WHAT YOU ARE ASKED TO DO:
Type again, exactly, the lines below from the start through the line that includes "rclone, and borg.)".

SOURCE INFORMATION:
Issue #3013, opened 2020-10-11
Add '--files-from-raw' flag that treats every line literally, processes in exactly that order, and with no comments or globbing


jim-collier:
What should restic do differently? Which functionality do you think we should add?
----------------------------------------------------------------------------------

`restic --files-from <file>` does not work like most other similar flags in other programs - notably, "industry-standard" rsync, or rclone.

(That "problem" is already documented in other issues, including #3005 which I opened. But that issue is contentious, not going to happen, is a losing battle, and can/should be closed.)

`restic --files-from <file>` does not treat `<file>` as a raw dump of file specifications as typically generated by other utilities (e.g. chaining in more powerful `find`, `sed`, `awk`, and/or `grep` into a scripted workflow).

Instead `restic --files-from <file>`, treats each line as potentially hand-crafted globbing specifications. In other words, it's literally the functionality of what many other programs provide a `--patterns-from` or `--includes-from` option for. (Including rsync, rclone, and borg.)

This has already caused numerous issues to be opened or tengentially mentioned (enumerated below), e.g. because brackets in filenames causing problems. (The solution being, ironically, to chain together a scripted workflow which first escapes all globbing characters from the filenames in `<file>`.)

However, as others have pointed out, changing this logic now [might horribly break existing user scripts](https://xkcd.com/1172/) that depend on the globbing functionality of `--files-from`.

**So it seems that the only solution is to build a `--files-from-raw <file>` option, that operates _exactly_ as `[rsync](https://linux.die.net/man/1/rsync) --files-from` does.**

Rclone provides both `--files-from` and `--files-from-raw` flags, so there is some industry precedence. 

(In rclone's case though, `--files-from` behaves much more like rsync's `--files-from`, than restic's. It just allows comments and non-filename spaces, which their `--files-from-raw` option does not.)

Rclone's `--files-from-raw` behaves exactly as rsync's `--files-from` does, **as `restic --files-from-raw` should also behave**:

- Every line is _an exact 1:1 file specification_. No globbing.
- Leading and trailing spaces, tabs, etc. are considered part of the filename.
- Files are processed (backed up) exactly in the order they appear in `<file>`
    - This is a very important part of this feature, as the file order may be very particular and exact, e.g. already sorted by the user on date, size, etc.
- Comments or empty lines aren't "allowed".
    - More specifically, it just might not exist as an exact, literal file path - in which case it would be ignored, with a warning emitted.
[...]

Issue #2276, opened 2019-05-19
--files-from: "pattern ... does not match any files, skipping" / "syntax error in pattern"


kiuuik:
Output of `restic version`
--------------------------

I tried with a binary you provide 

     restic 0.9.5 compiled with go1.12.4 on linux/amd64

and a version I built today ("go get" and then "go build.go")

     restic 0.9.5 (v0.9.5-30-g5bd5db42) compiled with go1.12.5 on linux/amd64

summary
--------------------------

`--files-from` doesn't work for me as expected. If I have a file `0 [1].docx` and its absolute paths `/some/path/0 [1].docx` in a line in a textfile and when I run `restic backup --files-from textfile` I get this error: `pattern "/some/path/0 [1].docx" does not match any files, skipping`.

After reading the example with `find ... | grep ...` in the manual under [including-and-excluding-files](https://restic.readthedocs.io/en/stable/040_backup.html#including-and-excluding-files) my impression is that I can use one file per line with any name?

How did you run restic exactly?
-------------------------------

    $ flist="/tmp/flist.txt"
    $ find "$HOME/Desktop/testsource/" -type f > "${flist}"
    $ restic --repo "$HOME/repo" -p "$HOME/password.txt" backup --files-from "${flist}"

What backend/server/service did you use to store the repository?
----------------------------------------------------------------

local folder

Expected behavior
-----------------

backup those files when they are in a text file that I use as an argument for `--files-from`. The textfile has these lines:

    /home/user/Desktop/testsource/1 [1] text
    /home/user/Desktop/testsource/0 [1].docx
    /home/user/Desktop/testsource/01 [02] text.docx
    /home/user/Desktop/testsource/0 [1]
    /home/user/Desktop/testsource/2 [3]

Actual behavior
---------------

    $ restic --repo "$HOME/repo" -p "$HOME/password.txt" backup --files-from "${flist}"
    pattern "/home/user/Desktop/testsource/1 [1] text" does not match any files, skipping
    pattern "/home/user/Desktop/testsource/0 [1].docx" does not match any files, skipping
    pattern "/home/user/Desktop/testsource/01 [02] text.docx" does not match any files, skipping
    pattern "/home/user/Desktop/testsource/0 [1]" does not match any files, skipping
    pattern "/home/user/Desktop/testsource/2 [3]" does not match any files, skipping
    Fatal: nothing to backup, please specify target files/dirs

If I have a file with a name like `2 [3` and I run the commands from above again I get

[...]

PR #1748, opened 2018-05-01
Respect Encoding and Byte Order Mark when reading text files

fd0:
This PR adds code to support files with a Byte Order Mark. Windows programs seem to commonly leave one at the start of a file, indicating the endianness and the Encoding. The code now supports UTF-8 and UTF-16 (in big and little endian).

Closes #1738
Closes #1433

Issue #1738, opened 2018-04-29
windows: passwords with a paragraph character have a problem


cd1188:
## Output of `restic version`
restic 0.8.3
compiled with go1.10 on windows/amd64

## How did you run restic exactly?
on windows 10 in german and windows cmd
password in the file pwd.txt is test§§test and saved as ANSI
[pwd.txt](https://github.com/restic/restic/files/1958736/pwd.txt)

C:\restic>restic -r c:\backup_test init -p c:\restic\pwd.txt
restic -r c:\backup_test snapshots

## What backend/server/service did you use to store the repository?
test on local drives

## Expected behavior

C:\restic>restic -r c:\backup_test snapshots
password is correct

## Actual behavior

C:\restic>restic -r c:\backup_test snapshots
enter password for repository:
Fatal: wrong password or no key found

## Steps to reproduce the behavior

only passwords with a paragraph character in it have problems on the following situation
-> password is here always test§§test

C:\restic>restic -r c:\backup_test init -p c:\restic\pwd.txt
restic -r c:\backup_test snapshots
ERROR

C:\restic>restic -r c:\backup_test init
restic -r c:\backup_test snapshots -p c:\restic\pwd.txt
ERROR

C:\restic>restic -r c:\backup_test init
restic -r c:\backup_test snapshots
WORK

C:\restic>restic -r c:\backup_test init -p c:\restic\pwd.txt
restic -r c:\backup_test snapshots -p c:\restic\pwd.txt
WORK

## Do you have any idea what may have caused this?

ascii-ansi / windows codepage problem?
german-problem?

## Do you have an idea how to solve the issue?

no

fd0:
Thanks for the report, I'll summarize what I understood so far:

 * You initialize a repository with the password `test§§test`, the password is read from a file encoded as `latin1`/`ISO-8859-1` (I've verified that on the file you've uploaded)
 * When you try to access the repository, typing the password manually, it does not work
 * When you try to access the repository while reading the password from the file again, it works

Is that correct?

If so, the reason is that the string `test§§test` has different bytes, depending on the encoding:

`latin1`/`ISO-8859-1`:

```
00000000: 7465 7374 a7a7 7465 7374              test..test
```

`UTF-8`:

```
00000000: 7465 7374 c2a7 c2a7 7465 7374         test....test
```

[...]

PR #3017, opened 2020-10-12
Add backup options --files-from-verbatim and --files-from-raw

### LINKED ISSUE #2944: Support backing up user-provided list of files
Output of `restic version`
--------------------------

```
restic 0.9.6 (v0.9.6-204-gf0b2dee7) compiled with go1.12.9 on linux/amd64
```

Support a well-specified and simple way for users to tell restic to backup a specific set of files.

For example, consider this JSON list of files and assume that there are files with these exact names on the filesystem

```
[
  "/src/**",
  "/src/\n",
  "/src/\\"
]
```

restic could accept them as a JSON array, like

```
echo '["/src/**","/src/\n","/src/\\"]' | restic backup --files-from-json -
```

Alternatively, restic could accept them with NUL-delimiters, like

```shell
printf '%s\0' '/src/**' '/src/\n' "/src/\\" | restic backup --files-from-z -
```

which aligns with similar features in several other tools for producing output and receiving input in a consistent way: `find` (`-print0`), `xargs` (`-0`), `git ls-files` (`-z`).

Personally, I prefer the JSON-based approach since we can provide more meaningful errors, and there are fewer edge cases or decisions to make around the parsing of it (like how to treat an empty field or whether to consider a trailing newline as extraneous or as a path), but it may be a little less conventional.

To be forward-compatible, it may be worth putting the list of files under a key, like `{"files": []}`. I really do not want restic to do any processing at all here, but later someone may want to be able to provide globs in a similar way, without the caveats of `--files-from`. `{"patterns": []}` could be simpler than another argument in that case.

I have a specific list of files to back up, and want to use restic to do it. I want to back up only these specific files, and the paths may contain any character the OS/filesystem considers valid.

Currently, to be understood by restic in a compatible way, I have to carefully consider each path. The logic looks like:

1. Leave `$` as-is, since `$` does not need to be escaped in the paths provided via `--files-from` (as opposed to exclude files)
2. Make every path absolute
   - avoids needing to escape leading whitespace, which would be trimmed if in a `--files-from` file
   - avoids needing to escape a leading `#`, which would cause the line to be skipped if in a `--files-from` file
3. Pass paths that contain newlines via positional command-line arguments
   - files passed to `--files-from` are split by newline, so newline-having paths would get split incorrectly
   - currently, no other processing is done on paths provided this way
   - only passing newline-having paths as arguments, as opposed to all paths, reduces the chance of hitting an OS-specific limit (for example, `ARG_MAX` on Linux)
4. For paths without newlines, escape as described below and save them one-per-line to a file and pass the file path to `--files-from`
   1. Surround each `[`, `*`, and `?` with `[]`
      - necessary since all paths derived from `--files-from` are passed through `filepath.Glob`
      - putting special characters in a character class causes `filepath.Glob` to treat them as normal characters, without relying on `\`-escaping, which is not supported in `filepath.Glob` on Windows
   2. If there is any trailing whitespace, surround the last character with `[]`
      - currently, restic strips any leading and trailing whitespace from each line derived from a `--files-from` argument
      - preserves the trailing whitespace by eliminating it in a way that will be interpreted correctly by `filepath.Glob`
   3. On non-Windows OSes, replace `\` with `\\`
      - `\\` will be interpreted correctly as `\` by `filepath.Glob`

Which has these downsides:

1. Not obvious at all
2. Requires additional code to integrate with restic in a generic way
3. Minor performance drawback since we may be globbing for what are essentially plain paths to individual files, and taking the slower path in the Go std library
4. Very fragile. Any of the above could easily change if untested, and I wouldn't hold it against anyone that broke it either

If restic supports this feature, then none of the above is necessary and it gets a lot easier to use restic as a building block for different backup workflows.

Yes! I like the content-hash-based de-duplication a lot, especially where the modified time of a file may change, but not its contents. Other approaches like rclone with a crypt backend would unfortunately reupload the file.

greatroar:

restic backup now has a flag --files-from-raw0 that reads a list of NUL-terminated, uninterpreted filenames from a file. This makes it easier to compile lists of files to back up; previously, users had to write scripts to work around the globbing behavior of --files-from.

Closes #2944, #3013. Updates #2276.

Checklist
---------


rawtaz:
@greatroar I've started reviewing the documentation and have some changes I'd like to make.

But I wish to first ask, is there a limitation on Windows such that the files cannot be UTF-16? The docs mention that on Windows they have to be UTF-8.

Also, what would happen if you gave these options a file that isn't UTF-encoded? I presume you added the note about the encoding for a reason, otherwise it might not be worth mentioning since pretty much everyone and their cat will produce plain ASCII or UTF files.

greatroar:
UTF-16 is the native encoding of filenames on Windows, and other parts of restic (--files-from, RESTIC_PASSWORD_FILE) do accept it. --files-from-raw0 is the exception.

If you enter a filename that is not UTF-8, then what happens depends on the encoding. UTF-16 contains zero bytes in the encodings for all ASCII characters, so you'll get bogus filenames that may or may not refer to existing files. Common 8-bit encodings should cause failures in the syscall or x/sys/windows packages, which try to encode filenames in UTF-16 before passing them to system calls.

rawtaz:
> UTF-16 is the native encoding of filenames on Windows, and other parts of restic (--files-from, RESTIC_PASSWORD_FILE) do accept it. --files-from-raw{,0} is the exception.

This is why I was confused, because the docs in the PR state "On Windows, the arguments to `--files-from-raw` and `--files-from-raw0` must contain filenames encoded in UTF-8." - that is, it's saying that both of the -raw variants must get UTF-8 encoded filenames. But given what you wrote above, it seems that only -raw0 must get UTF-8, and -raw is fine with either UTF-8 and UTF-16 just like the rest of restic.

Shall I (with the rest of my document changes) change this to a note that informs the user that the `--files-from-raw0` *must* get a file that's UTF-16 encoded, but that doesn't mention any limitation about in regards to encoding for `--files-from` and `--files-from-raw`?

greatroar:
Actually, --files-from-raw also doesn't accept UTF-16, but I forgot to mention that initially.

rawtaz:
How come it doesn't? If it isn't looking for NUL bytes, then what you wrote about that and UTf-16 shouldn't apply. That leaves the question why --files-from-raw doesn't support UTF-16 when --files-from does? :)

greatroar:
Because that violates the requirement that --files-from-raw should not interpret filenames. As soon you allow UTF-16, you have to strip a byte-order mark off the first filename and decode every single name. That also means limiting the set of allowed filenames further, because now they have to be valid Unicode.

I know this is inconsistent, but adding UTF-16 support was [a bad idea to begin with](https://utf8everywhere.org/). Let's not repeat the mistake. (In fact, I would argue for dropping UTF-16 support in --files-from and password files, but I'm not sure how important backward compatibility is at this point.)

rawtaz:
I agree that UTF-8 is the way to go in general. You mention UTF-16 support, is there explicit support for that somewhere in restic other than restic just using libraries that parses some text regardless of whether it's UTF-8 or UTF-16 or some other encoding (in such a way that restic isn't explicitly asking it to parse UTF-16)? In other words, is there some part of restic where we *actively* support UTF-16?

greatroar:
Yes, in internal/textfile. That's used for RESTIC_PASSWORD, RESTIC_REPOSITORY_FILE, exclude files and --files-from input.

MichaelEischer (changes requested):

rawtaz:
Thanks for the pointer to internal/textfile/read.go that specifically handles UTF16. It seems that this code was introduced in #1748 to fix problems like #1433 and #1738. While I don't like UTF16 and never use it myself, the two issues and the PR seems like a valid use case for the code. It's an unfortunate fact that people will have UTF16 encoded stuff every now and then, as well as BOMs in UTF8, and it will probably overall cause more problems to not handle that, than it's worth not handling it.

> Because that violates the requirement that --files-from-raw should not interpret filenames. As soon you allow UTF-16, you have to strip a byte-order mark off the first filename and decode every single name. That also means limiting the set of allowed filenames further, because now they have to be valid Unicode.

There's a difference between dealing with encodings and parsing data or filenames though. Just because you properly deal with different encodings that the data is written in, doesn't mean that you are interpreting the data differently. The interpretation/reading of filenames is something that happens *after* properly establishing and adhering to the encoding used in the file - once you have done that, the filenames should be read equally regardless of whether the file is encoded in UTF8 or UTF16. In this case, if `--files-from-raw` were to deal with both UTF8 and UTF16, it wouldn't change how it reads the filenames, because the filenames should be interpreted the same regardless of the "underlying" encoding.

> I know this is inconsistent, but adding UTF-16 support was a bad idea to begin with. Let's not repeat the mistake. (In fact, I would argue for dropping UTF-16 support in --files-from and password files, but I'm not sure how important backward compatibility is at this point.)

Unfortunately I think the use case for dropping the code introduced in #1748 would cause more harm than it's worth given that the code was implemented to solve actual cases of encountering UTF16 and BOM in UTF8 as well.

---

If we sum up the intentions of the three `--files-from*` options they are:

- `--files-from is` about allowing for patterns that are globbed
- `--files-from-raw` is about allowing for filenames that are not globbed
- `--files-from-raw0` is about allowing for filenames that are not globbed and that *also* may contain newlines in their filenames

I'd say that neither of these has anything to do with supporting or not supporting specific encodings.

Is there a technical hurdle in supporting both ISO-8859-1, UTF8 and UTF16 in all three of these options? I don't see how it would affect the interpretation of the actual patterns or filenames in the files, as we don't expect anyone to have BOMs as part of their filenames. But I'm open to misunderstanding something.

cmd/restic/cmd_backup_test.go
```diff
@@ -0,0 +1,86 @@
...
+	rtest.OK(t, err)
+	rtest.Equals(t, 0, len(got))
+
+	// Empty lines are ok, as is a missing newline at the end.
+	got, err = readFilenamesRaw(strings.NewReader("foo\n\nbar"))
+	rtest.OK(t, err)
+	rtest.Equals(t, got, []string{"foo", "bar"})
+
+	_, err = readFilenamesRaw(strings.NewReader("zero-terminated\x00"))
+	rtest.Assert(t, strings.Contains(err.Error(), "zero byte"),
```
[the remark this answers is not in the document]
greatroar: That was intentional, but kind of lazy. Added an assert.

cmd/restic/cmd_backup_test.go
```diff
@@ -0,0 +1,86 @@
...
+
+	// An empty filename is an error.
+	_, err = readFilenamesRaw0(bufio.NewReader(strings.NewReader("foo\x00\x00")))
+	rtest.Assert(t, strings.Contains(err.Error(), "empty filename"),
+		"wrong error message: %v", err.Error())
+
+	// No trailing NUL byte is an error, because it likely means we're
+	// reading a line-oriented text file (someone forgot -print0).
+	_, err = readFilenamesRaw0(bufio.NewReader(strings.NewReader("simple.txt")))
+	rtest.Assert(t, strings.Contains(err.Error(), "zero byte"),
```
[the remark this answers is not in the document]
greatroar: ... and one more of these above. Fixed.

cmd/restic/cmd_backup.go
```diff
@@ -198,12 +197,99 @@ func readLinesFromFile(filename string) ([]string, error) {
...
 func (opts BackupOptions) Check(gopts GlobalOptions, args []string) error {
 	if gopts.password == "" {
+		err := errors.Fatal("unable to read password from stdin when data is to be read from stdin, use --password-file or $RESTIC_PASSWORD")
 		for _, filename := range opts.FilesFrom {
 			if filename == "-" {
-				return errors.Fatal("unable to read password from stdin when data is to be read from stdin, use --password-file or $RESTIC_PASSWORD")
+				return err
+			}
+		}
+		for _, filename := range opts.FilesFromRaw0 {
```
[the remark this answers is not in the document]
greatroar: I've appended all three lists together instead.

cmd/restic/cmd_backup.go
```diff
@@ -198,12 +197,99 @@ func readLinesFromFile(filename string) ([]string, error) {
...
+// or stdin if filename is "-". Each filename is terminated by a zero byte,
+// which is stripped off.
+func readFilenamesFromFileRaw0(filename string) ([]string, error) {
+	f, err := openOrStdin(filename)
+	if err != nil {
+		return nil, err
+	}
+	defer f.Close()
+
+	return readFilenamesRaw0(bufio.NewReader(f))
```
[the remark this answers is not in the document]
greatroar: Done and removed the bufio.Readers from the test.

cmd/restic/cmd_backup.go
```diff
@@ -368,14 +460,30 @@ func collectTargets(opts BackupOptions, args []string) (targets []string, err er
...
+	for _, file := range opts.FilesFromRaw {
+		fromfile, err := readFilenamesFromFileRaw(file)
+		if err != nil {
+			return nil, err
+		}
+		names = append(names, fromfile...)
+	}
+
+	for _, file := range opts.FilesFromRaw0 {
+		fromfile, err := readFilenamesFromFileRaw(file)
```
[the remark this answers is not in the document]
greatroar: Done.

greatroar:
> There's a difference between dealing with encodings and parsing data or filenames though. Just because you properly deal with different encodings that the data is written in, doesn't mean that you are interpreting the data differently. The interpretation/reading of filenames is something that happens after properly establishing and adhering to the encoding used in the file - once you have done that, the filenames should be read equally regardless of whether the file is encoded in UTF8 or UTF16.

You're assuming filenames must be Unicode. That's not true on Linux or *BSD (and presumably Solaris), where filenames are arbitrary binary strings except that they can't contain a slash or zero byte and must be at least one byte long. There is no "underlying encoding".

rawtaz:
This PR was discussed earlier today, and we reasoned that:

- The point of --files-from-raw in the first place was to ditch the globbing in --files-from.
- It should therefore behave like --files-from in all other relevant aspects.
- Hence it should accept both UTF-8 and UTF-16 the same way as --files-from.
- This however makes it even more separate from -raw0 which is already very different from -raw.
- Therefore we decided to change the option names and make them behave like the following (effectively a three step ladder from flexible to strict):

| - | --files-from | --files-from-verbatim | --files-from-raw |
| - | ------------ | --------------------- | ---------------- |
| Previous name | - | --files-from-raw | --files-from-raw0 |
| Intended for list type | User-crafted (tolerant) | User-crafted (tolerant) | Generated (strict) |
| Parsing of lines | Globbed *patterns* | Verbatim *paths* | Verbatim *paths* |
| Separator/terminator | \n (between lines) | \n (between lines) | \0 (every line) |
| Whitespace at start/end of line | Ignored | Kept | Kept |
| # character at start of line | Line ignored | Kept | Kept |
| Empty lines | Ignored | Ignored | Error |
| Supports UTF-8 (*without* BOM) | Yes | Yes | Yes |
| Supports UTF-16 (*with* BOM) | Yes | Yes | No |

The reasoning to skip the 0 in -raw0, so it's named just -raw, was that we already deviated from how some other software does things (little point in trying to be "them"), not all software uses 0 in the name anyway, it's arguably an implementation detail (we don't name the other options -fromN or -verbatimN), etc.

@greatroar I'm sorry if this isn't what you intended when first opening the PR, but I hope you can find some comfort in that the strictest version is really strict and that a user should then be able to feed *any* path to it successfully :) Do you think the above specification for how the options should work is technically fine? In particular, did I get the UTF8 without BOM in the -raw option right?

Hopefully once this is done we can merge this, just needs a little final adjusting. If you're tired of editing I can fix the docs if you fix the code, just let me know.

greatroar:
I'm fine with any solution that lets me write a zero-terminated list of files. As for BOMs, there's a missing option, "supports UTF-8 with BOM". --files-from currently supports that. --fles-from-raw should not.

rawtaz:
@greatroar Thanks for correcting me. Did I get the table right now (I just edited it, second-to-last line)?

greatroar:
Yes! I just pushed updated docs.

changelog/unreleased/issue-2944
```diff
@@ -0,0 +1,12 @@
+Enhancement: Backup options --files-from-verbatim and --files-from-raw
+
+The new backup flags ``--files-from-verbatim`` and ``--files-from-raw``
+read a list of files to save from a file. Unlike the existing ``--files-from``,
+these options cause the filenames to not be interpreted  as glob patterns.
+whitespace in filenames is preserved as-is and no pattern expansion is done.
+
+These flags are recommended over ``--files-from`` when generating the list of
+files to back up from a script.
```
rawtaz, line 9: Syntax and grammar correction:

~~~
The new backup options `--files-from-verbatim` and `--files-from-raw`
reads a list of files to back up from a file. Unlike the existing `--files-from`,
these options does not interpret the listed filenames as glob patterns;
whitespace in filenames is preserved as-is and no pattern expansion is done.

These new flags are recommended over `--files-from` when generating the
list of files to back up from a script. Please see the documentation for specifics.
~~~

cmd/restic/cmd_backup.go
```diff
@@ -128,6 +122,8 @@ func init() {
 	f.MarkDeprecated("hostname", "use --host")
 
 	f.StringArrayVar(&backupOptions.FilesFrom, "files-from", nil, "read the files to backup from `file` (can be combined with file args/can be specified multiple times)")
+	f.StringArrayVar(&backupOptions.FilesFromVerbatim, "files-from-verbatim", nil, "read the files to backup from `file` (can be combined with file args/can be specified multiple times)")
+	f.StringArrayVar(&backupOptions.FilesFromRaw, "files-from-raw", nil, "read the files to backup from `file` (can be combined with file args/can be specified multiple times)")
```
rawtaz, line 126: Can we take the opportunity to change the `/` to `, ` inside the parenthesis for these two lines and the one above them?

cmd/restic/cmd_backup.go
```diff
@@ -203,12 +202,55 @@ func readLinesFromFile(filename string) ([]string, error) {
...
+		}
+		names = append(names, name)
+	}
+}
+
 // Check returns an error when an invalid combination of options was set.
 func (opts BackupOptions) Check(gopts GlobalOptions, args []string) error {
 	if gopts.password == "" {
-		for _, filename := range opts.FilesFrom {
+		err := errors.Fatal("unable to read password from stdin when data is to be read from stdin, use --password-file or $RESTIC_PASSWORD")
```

ANSWER SECTION:
Issue #3013, opened 2020-10-11
Add '--files-from-raw' flag that treats every line literally, processes in exactly that order, and with no comments or globbing


jim-collier:
What should restic do differently? Which functionality do you think we should add?
----------------------------------------------------------------------------------

`restic --files-from <file>` does not work like most other similar flags in other programs - notably, "industry-standard" rsync, or rclone.

(That "problem" is already documented in other issues, including #3005 which I opened. But that issue is contentious, not going to happen, is a losing battle, and can/should be closed.)

`restic --files-from <file>` does not treat `<file>` as a raw dump of file specifications as typically generated by other utilities (e.g. chaining in more powerful `find`, `sed`, `awk`, and/or `grep` into a scripted workflow).

Instead `restic --files-from <file>`, treats each line as potentially hand-crafted globbing specifications. In other words, it's literally the functionality of what many other programs provide a `--patterns-from` or `--includes-from` option for. (Including rsync, rclone, and borg.)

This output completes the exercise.